19日ぶりに戻つたわが家で、まず目を引いたのがミモザアカシアの絢爛たる黄色でした。

 僕はペットを飼つてゐないのですが、その金平糖のやうな黄色い粒々が枝の先まで房状に垂れ下がつた花の表情は、いはば愛犬が主人を見つけて嬉々と駆け寄つてくる風情、と言つたらお分かり頂けるでせうか。

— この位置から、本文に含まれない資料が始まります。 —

PR #136, opened 2021-01-28
Create AnimalTransportRecord object

### LINKED ISSUE #129: Create the Animal Transport Record object
- [x] Using our consolidated ATR in `documentation/specification`, create our code object(s) that represent the form in the application

This task blocks most other work, so it should be done first.

Be mindful of a few things:
1. That the object(s) are scalable (for example, FWR list so that we may programmatically add more records)
2. That the object(s) can be replaced easily
3. That the object(s) have some relation to our Firebase database data structure for ease of understanding

_Consider further the convention for objects like this when filling out forms in a Flutter application._

holtzmak:
Closes #129 .

I referenced our database architecture drawings and our consolidated ATR under `documentation`. I did not add unit tests for these object classes as they contain no logic. `AnimalTransportRecord` is a curious case of an immutable class with creators, but these are simply constructors and unit tests for each function would be excessive.

Note that the creator functions use `this`, whereas a factory function cannot - hence why ATR creators are not factories.

### DIFF
--- a/app/lib/common/utilities/address.dart
+++ b/app/lib/common/utilities/address.dart
@@ -1,0 +1,13 @@
+import 'package:flutter/material.dart';
+
+@immutable
+class Address {
+  final String streetAddress;
+  final String city;
+  final String provinceOrState;
+  final String country;
+  final String postalCode;
+
+  Address(this.streetAddress, this.city, this.provinceOrState, this.country,
+      this.postalCode);
+}
--- a/app/lib/common/utilities/address.dart
+++ b/app/lib/common/utilities/address.dart
@@ -8,6 +8,15 @@ class Address {
   final String country;
   final String postalCode;
 
-  Address(this.streetAddress, this.city, this.provinceOrState, this.country,
-      this.postalCode);
+  Address(
+      {@required String streetAddress,
+      @required String city,
+      @required String provinceOrState,
+      @required String country,
+      @required String postalCode})
+      : streetAddress = streetAddress,
+        city = city,
+        provinceOrState = provinceOrState,
+        country = country,
+        postalCode = postalCode;
 }
--- a/app/lib/common/utilities/optional.dart
+++ b/app/lib/common/utilities/optional.dart
@@ -1,0 +1,14 @@
+import 'package:flutter/foundation.dart';
+
+/// Inspired by Java's Optional type.
+@immutable
+class Optional<T> {
+  final T _optional;
+
+  Optional(this._optional);
+
+  bool isPresent() => _optional != null;
+
+  T get() =>
+      isPresent() ? _optional : throw Exception("The Optional value is null!");
+}
--- a/app/lib/models/acknowledgement_info.dart
+++ b/app/lib/models/acknowledgement_info.dart
@@ -1,0 +1,12 @@
+import 'dart:io';
+
+import 'package:flutter/material.dart';
+
+@immutable
+class AcknowledgementInfo {
+  final File shipperAck;
+  final File transporterAck;
+  final File receiverAck;
+
+  AcknowledgementInfo(this.shipperAck, this.transporterAck, this.receiverAck);
+}
--- a/app/lib/models/acknowledgement_info.dart
+++ b/app/lib/models/acknowledgement_info.dart
@@ -8,5 +8,11 @@ class AcknowledgementInfo {
   final File transporterAck;
   final File receiverAck;
 
-  AcknowledgementInfo(this.shipperAck, this.transporterAck, this.receiverAck);
+  AcknowledgementInfo(
+      {@required File shipperAck,
+      @required File transporterAck,
+      @required File receiverAck})
+      : shipperAck = shipperAck,
+        transporterAck = transporterAck,
+        receiverAck = receiverAck;
 }
--- a/app/lib/models/animal_transport_record.dart
+++ b/app/lib/models/animal_transport_record.dart
@@ -1,0 +1,52 @@
+import 'package:app/models/shipper_info.dart';
+import 'package:app/models/transporter_info.dart';
+import 'package:flutter/material.dart';
+
+import 'acknowledgement_info.dart';
+import 'contingency_plan_info.dart';
+import 'delivery_info.dart';
+import 'feed_water_rest_info.dart';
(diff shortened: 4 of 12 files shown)


app/lib/common/utilities/address.dart
```diff
@@ -0,0 +1,13 @@
+import 'package:flutter/material.dart';
+
+@immutable
+class Address {
+  final String streetAddress;
+  final String city;
+  final String provinceOrState;
+  final String country;
```
holtzmak, line 8: I imagine the String type to be replaced with enum in the future for robustness, depends if we use a location picker or something in the ATR editing screen.

app/lib/common/utilities/optional.dart
```diff
@@ -0,0 +1,14 @@
+import 'package:flutter/foundation.dart';
+
+/// Inspired by Java's Optional type.
```
holtzmak, line 3: [Java's optional](https://docs.oracle.com/javase/8/docs/api/java/util/Optional.html). I don't have this for every type, not sure if overkill as empty string will suffice.

app/lib/models/acknowledgement_info.dart
```diff
@@ -0,0 +1,12 @@
+import 'dart:io';
+
+import 'package:flutter/material.dart';
+
+@immutable
+class AcknowledgementInfo {
+  final File shipperAck;
```
holtzmak, line 7: File type as we should take the person's signature. Can be replaced with whatever type our database uses for images.

app/lib/models/animal_transport_record.dart
```diff
@@ -0,0 +1,52 @@
...
+  final FeedWaterRestInfo fwrInfo;
+  final LoadingVehicleInfo vehicleInfo;
+  final DeliveryInfo deliveryInfo;
+  final AcknowledgementInfo ackInfo;
+  final ContingencyPlanInfo contingencyInfo;
+
+  AnimalTransportRecord(this.shipInfo, this.tranInfo, this.fwrInfo,
+      this.vehicleInfo, this.deliveryInfo, this.ackInfo, this.contingencyInfo);
+
+  AnimalTransportRecord withShipInfo(ShipperInfo newShipInfo) =>
```
holtzmak, line 37: This is a creator method (uses `this` fields) and not a factory, which is like a static creator.

app/lib/models/contingency_plan_info.dart
```diff
@@ -0,0 +1,74 @@
...
+      this.goalStatement,
+      this.communicationPlan,
+      this._crisisContacts,
+      this.expectedPrepProcess,
+      this.standardAnimalMonitoring,
+      this._potentialHazards,
+      this._potentialSafetyActions,
+      this._contingencyEvents);
+
+  List<String> crisisContacts() => List.unmodifiable(_crisisContacts);
```
holtzmak, line 32: Lists aren't immutable in dart, so we do this in immutable classes with lists.

app/lib/common/utilities/address.dart
```diff
@@ -0,0 +1,13 @@
+import 'package:flutter/material.dart';
+
+@immutable
```
holtzmak, line 3: A nice little annotation that prevents people from accidentally forgetting `final` keyword.

app/lib/models/animal_transport_record.dart
holtzmak: This is good to have, as these methods will support splitting the ATR editing across screens, and also still support editing in once screen with accordion menus.

MummenRider (changes requested):
LGTM, few changes I'd like to see

- [x] If we know an object requires a specific parameter (e.g. postal code), then we should definitely add a @required meta tag. Though you have test that will throw error if parameter is missing, I think @required meta tag should be use as per best practice.
- [x] Wrap the constructor with curly braces as this give as ability to use named parameters. This is especially useful if an object have 3 or more parameters.

holtzmak:
@MummenRider every field of these classes is required, I think using the meta tag is overkill. The `Optional` type gives you the option to have a field as essentially `null` or not - from my investigation of the consolidated documents, just the one field is optional and that is the receiver's account.

MummenRider:
> @MummenRider every field of these classes is required, I think using the meta tag is overkill. The `Optional` type gives you the option to have a field as essentially `null` or not - from my investigation of the consolidated documents, just the one field is optional and that is the receiver's account.

Ohh... So if properties don't have Optional type, then that implies it's a required parameters? I see that the Optional type object will check if parameters is null, but is this true for all properties? Like if I created an instance contigencyplaninfo object and I missed 1 parameter, would this give me an error message (as it should be)?

holtzmak:
> Ohh... So if properties don't have Optional type, then that implies it's a required parameters? I see that the Optional type object will check if parameters is null, but is this true for all properties? Like if I created an instance contigencyplaninfo object and I missed 1 parameter, would this give me an error message (as it should be)?

Yes. You get this error if you miss a parameter. It won't compile.

Screen Shot 2021-01-28 at 9 23 57 AM

I can't stop you from putting `null` for a parameter, as dart [null-safety is in beta](https://dart.dev/null-safety) (which would enforce non-null parameters unless we add a `?` to the field). But, by convention we should not be putting null in any objects: if it must be null wrap it in a safe-fail object like `Optional` with method `isPresent()` (there's more methods we can use, I haven't added them yet).

MummenRider:
Can you try this in a Constructor wrapped with curly braces? Did you get the same error? I'm pretty sure you won't get an error. Please correct me I am wrong, but my knowledge is by doing named parameters, this also means everything inside the braces will be optional. To fix this, you need to add required meta tag. 
> Yes. You get this error if you miss a parameter. It won't compile.
> 
> Screen Shot 2021-01-28 at 9 23 57 AM

holtzmak:
> Can you try this in a Constructor wrapped with curly braces? Did you get the same error? I'm pretty sure you won't get an error. Please correct me I am wrong, but my knowledge is by doing named parameters, this also means everything inside the braces will be optional. To fix this, you need to add required meta tag.

You are correct, we will need the required annotation for such a case... Why can't everything be like kotlin 😢 .

MummenRider (approved):
Changes here LGTM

 先月下旬に庭師が入つたとき、ふだんはあまり希望を言はない僕が、ミモザアカシアの花芽の付いた枝はあまり下さないでほしいと頭領に伝へました。
 
 その声が届いたのか、いま満開の花の、枝先でぱちぱちと飛び跳ねるやうな黄の躍動は例年になく光り輝いてゐます。

「何してるの?はい、これ」
と家人が車から荷を差し出すまで、しばし見惚れてゐました。

 ジンチョウゲの花も開き始めました。顔を寄せる。あの独特な、鼻の通りが良くなるやうな清冽な香が鼻腔の奥へ浸透していきます。

 家を空ける前に植樹したマンサクは、もうすつかり根を付けたやうですが、その先端にはまだ二つ三つの縮れた花が残つてゐます。同時に芝生の隅に植ゑたミカンも、この半月で確実に定着したやうです。

 主人がゐなくても、木々は育ちます。まさに、あるじなしとて春な忘れそ、です。
 今月下旬には、庭の西側にあるベニシダレザクラも開花するでせう。

 僕の居なかつた三週間のあひだに、季節は冬から春へ変換したやうです。

 かうして慣れ親しんだ庭木たちに囲まれると、妙に心が安まります。花木の艶やかさに比べると、大木の松、モチ、モッコク、楓などは愛想もなく、いふなれば大人の歓迎ぶりですが、これはこれで大らかな受容を感じます。

 つまり、大勢の家族に迎へられた気分になつたのです。